Cinq ans plus tard, en 2025, l'outil d'IA de Google continue de présenter cette information comme véridique dans ses résultats de recherche. « C'est vraiment effrayant que quelqu'un en Écosse puisse rechercher sur Google 'routes au Pays de Galles' et tomber sur une histoire qui n'est tout simplement pas vraie », s'inquiète Ben Black. « Ce n'est pas une histoire dangereuse, mais elle montre comment les fausses nouvelles peuvent facilement se propager, même si elles proviennent d'une source d'information fiable », constate-t-il.
Cette persistance des fausses informations dans les systèmes d'IA n'est pas étonnant mais inquiétant. Les intelligences artificielles ne comprennent pas le second degré, l'ironie ou l'absurde, même si elles sont parfois plus drôles que nous dans certains domaines. Elles peuvent indexer et répéter indéfiniment une information sans tenir compte des corrections ultérieures. Le tout en donnant une apparence d'autorité à ces fake news.
Le triste essor de la désinformation, alimentée par l'IA décourage certains créateurs de contenu. Ben Black a ainsi décidé de ne plus publier de fausses histoires pour le 1er avril, non seulement parce qu'il était « trop occupé » cette année, mais aussi parce que l'expérience l'a « découragé ».
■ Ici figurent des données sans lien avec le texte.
PR #10187, opened 2017-04-11
tests: Fix test_runner return value in case of skipped test

laanwj:
Currently test_runner reports an error if a test case is skipped. This is not how it should be, only failed tests should cause it to fail.
(hopefully this fixes travis)

### DIFF
--- a/test/functional/test_runner.py
+++ b/test/functional/test_runner.py
@@ -293,7 +293,7 @@ def run_tests(test_list, src_dir, build_dir, exeext, jobs=1, enable_coverage=Fal
         logging.debug("Cleaning up coverage data")
         coverage.cleanup()
 
-    all_passed = all(map(lambda test_result: test_result.status == "Passed", test_results))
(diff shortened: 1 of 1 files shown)


MarcoFalke:
Thanks! utACK e96462fbece87448619ba23f4917de2bfc257ee6.

jnewbery:
tested ACK e96462fbece87448619ba23f4917de2bfc257ee6

nit: `was_successful` is a misnomer. Perhaps `did_not_fail` is better?

MarcoFalke:
Going to merge now to fix travis. We can figure out the naming issue the next time this file is touched.

laanwj:
> nit: was_successful is a misnomer. Perhaps did_not_fail is better?

I considered that but found it too literal. There may be more statuses in the future, some considered a failure some successful. Note that I didn't use "has_passed" either.

jtimon:
post-merge utACK e96462fbece87448619ba23f4917de2bfc257ee6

Du côté de chez nous, des médias comme France 3, Numérama ou Sud-Ouest ont également choisi d'abandonner cette tradition, ne voulant pas « alimenter une certaine désinformation ». Le journal La Montagne s'est même demandé « quel poisson d'avril peut-on encore inventer quand, dans la vie réelle, Donald Trump veut acheter le Groenland ? ». Même au Gorafi, on n'aurait pas osé.